- Recorded information

━━━━

PR #1855, opened 2025-03-28
Feature/#1363 Optimize `wait_for_results()` by implementing task status endpoint

riccardosamperna:
This PR implements a task status endpoint that can be queried instead of retrieving the whole task. This should hopefully optimize the `wait_for_results()` reducing some load on the server. There is a lot of refactoring that should be done in the rest of the `Task` endpoint but I didn't pick it up in this issue.

### DIFF
--- a/vantage6-common/vantage6/common/client/client_base.py
+++ b/vantage6-common/vantage6/common/client/client_base.py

━━━━

- Task instructions
This exercise asks for every line of the records to be repeated exactly.

- Answer for the task
PR #1855, opened 2025-03-28
Feature/#1363 Optimize `wait_for_results()` by implementing task status endpoint

riccardosamperna:
This PR implements a task status endpoint that can be queried instead of retrieving the whole task. This should hopefully optimize the `wait_for_results()` reducing some load on the server. There is a lot of refactoring that should be done in the rest of the `Task` endpoint but I didn't pick it up in this issue.

### DIFF
--- a/vantage6-common/vantage6/common/client/client_base.py
+++ b/vantage6-common/vantage6/common/client/client_base.py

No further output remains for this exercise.